Wegen der Coronapandemie mussten Praktikumsangebote oder Werbeaktionen an Schulen einige Zeit komplett entfallen. So konnte in Zuffenhausen die Bildungspartnerschaft mit der Park-Realschule erst später gestartet werden. „Wir möchten aktiv auf das Handwerk aufmerksam machen“, sagt Schaaf. Den jungen Leuten solle vermittelt werden, dass Handwerksberufe wichtig für die Gesellschaft seien und gute Entwicklungsmöglichkeiten böten. Ein gute Hilfe ist für sie dabei die gemeinnützige Initiative „Joblinge“, bei der sich Wirtschaft, Staat und Privatpersonen engagieren, um junge Menschen mit schwierigen Startbedingungen bei der Suche nach einem Ausbildungsplatz zu unterstützen.
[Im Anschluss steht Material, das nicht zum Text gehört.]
PR #2501, opened 2021-01-11
Profile and Badges Cypress Tests

lindsayrmaher:
### What's this PR do?

This pull request adds long awaited front-end testing for the profile and badges tabs in a user account! Most of these are pretty basic, but I tried to make sure were testing things that were dependent on specific queries.

👀 

Anything you think we could add in? 

I will add in more testing for the rewards tab with the table and progress bar (not yet added to the front end) once we're ready to connect to the backend with real data and have a query we can work with.

### Relevant tickets

References [Pivotal #176438356](https://www.pivotaltracker.com/n/projects/2401401/stories/176438356).

### Checklist

### DIFF
--- a/cypress/fixtures/graphql.js
+++ b/cypress/fixtures/graphql.js
@@ -76,6 +76,7 @@ export const mocks = {
   // Custom scalars:
   URL: () => 'https://www.example.com/',
   DateTime: () => new Date().toISOString(),
+  Date: () => new Date().toISOString(),
   JSON: () => ({}),
 
   // If the field is a string & not mocked, default to showing the
--- a/cypress/integration/account-profile-tab.js
+++ b/cypress/integration/account-profile-tab.js
@@ -7,15 +7,17 @@ describe('User Account Profile Tab', () => {
     const user = userFactory();
     cy.mockGraphqlOp('AccountQuery', {
       user: {
+        firstName: user.firstName,
         lastName: 'Tester',
-        birthdate: Date(),
         email: 'tester@mail.com',
-        emailSubscriptionTopics: ['COMMUNITY'],
+        birthdate: '10/12/1994',
       },
     });
     cy.login(user);
     cy.visit(`/us/account`);
     cy.findByTestId('user-email').should('contain', 'tester@mail.com');
+    cy.findByTestId('user-name').should('contain', `${user.firstName} Tester`);
+    cy.findByTestId('user-birthdate').should('contain', '10/12/1994');
   });
 
   /** @test */
@@ -27,12 +29,6 @@ describe('User Account Profile Tab', () => {
   /** @test */
   it('Shows the user as unregistered based on their voter registration status', () => {
     const user = userFactory();
-    cy.mockGraphqlOp('AccountQuery', {
-      user: {
-        birthdate: Date(),
-        email: 'tester@mail.com',
-      },
-    });
 
     cy.mockGraphqlOp('UserVoterRegistrationStatusQuery', {
       user: {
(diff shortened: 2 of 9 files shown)


cypress/integration/account-profile-tab.js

Nicht nur relativ unbekannte Berufe, sondern auch Bäcker oder Fleischer haben Nachwuchssorgen. Sehr gut sieht es in der Region laut Kistenfeger hingegen bei Kfz-Mechatronikern, Anlagentechnikern sowie in den Bereichen Sanitär oder Elektronik aus. Manchmal habe die Entwicklung freilich nicht mit den einzelnen Sparten zu tun, sondern mit der Konjunktur: So habe der Bauboom dafür gesorgt, dass heuer 16 Prozent mehr Ausbildungsverträge bei den Maurern abgeschlossen wurden.